Public statue in New Bedford, Massachusetts, U.S.

The Whaleman is a public statue located in New Bedford, Massachusetts, United States. It was commissioned in 1912 by William W. Crapo, a former member of the United States House of Representatives, as a gift for the city, in recognition of its whaling industry. It was dedicated the following year in front of the New Bedford Free Public Library. The bronze statue was designed by sculptor Bela Pratt, while Nathaniel Cannon Smith, who had also designed the library, served as the monument's architect. Since its unveiling, the monument has been considered a symbol of the city, and its image has been widely reproduced.

== Design ==
The monument consists of a bronze sculpture and a granite base and wall. The sculpture, which emerges from the wall, depicts a shirtless man standing at the bow of a boat that is surrounded by ocean waves. The man holds a harpoon, positioned over his right shoulder, which he is aiming downwards, in front of the boat. Markings on the sculpture indicate the foundry that cast it ("The Gorham Co. Founder, Providence, RI.") and both its designer ("B.L. Pratt 1912"). The front of the wall features images of seagulls and the inscription "A Dead Whale or a Stove Boat", which is a quote from Captain Ahab of the novel Moby-Dick. On the rear is the following inscription:

IN HONOR OF THE WHALEMEN WHOSE / SKILL HARDIHOOD AND DARING BROUGHT / FAME AND FORTUNE TO NEW BEDFORD / AND MADE ITS NAME KNOWN IN EVERY / SEAPORT THE GLOBE / GIFT OF W.W. CRAPO / 1913

The rear of the wall also features a commemorative plaque that bears the inscription "New Bedford Port / LUCEM DIFFUNDO".

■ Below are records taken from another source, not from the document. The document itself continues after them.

PR #13930, opened 2026-07-17
Add Ranked Duels

martynasbutkus:
Ranked Duels lets players challenge each other to rated duels anywhere in Gielinor. Both clients independently report results to my backend at rankedduel.com (rating, world, gear snapshot, kill/death events); results only count when both reports agree. Players are auto-registered on first login using their account hash (or a SHA-256 of the login name for non-Jagex accounts) — no credentials are ever sent. If the player also runs PvP Performance Tracker, this plugin reads its public fight history via reflection to attach fight stats to the duel — read-only, wrapped in try/catch, degrades gracefully when PPT is absent. No staking, no wagering, no gameplay automation.

### DIFF
--- a/plugins/ranked-duels
+++ b/plugins/ranked-duels
@@ -1,0 +1,2 @@
+repository=https://github.com/martynasbutkus/ranked-duels.git
+commit=f3e5d8b912d34e27e9ed87ba7a2f118283e1e3f6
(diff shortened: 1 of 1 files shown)


riktenx:

martynasbutkus:
Hey! Both addressed: removed the PvP Performance Tracker reflection integration entirely, and replaced the Thread.sleep with a scheduled executor.

findarian:
The pvp leaderboard plugin already does this. Maybe it's worth working together for what you're trying to do?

The sculpture has a height of 10 ft, while the wall is 11 ft tall. Additionally, the granite base has area dimensions of 7 ft 10 in by 7 ft 6 in.
== History ==

=== Creation ===
The monument was the idea of William W. Crapo, a well-known resident of New Bedford and former member of the United States House of Representatives, who intended for it to be a gift from him to the city. On February 8, 1912, Crapo wrote a letter to Charles S. Ashley, New Bedford's mayor, requesting that preparations be made for the unveiling of a monument in recognition of the city's whaling industry. In the letter, he specified that he wished for the monument to be located in front of the city's public library and that he had already requested sculptor Bela Pratt to design a model. Ashley responded to Crapo later that month that he supported his plan. This was not the first time that Crapo had been involved in the historic preservation of the whaling industry in the city, as several years earlier in 1906 he had helped to established what would later be known as the New Bedford Whaling Museum.

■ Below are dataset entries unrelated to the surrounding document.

PR #13937, opened 2026-07-17
Update Trouble Brewing Highlighter

xboxnuker-rgb:
removal of uneeded groud item highlights


xboxnuker-rgb:
sorry if ive done anything wrong so far, new to github and this whole process but feel like im getting close to what i'm meant to do at least :)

Pratt was commissioned by Crapo in 1912, the same year that he began work on the sculpture. According to an ancestor of Crapo's, Pratt had been difficult to commission but was ultimately able to convince him to accept the project, for which he was paid $25,000. Richard Lewis McLachlan, a boatsteerer who was a New Bedford local, served as Pratt's model for the whaleman, posing in a whaleboat at the Old Dartmouth Historical Society. Crapo had reached out to a whaling agent to find a whaleman for Pratt to use as a model, with the first individual sent to him being a native of Cape Verde. However, he was rejected, as the monument's planners wanted to use a white person instead. The statue was cast in 1913 by the Gorham Manufacturing Company. (Note: In a 2013 article, The Standard-Times reported that records at the public library showed that casting was performed by Roman Bronze Works. However, the Smithsonian Institution Research Information System entry for this monument states that the casting for the sculpture was performed by the Gorham Manufacturing Company. In the entry, it is also noted that foundry marks present on the sculpture note "The Gorham Co." as the company that created the sculpture.) Meanwhile, Nathaniel Cannon Smith served as the architect for the project, designing the granite base and a drainage system for the boat. Smith had previously designed the library which the monument was to be installed in front of.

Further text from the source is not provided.